All turns out well in the musical because Luisa realizes she was duped while she has her life left to live. She has time to reconcile with Matt, who has miraculously escaped under his own power. But Matt’s outcome isn’t historically likely, as 6 million Jews and 6.5 million others would testify about the horrors of WWII were they still alive. The living ancestors of 4 million Africans and First Nations people enslaved in the US before and during the Civil War (13% of the entire US population at the time) would definitely agree that the road back from this violation is generations long and uncertain. It exceeds my 3 generation estimate by generations. Even as we decry the “inhumane” behaviors represented by Bunce Island and Auschwitz, we are building private, for-profit prisons in the USA in 2025 to house people picked up off the street for the crime of existing. Our leaders are defining out of existence and legislating away the rights of “others” who do not agree with or fit into the narrative of the America First agenda and Project 2025. Will they next make otherness the basis for enslavement, as Hitler did? When they find that there are too many of those to effectively commodify, will they propose a secret plan to exterminate them as a more cost-effective way to resolve our discomfort and silence their awkward protesting voices? Has that already begun?
We have taken our culturally positive philosophy of caring and sharing as a means to spread peace and prosperity throughout the entire world, making it a safer place to live, and replaced it with a narrative of life as a zero sum game – where we must kill to live, impose poverty so that we might prosper more fully. We are arresting elected officials and citizens for being difficult or oppositional to the agenda. We use our armies, our police, and vigilantes to hunt, capture, and imprison people without recourse to justice. The laws are being changed as I write this to make it easier to do exactly that. Our prized possession – democracy- has been stolen from us.
Will America realize we’ve been duped while we still have life left in us and a chance to recover? Maybe?
I took the photo on the far left while visiting a historic site. It is a tiny island off the West African Coast of Sierra Leone. It represents my deepest questions of whether human decency is an oxymoron.

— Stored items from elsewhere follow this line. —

PR #6660, opened 2023-10-12
Throw in getSharingType if mod type is missing or invalid

### LINKED ISSUE #6412: NPE reading mod `sharing` property on the Extension Console load
https://pixiebrix.slack.com/archives/C0436P48QHY/p1694119338767269

https://pixiebrix.zendesk.com/agent/tickets/353

Likely source of the error: https://github.com/pixiebrix/pixiebrix-extension/blob/655c4964cf3e4a5772f0534cf8d3236785f31f5a/src/utils/modUtils.ts#L126

turbochef:
## What does this PR do?

- Closes #6412
- Adds a check in `getSharingType` to throw if it's not a `ModDefinition` or a `ResolvedModComponent`
- Fixes the logic typeguard logic in `isModDefinition`
- Add `invalidTypeError` to give more context to `reportError`

## Discussion

- This is a recurring bug that we're unable to reproduce, adding this throw might shed some light on it.

## Checklist

- [x] Add tests


src/utils/modUtils.ts
```diff
@@ -63,10 +63,8 @@ export function isModComponentFromRecipe(mod: Mod): boolean {
  * Return true if the mod is a ModDefinition or UnavailableMod
  * @param mod the mod
  */
-export function isModDefinition(
-  mod: Mod
-): mod is ModDefinition | UnavailableMod {
-  return !isResolvedModComponent(mod);
+export function isModDefinition(mod: Mod): mod is ModDefinition {
```
grahamlangford, line 66: We should still leave this as `mod is ModDefinition | UnavailableMod` unless we're also going to make a check for `isUnavailableMod`. Also, this current typeguard would return true from an UnavailableMod anyway.

src/utils/modUtils.ts
```diff
@@ -320,11 +322,11 @@ function getOrganization(
...
-  [selectExtensions, (state: unknown, mod: Mod) => mod],
+  [selectExtensions, (_state: unknown, mod: Mod) => mod],
   (installedExtensions, mod) =>
-    isModDefinition(mod)
-      ? installedExtensions.filter(
+    isResolvedModComponent(mod)
+      ? installedExtensions.filter((x) => x.id === mod.id)
+      : installedExtensions.filter(
           (extension) => extension._recipe?.id === mod.metadata.id
         )
```
grahamlangford, line 331: What's the reasoning behind this change?

turbochef: Initially I inverted it because I changed the typeguard. But the typeguard is going to check for unavailable mods again so I'll revert this.

grahamlangford (approved):

src/errors/genericErrors.ts
```diff
@@ -88,3 +88,14 @@ export class PromiseCancelled extends Error {
 export class IncompatibleServiceError extends SuspiciousOperationError {
   override name = "IncompatibleServiceError";
 }
+
+export class InvalidTypeError extends Error {
+  override name = "InvalidTypeError";
+
+  public readonly context?: any;
```
twschiller, line 95: This should be `unknown` not `any`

There is a fireplace still standing that was used to heat the branding irons used to mark the prisoners there. The corridor that families walked down as they sorted them into men, women, and children. Cannons lining the cliff to keep raiders and foreign governments from interceding or disrupting their enterprise operations.
[T]hese fortresses of enslavement are still in existence today… vulnerable people are overpowered and held against their will for profit, they are enslaved and their bodies commodified for the use of others.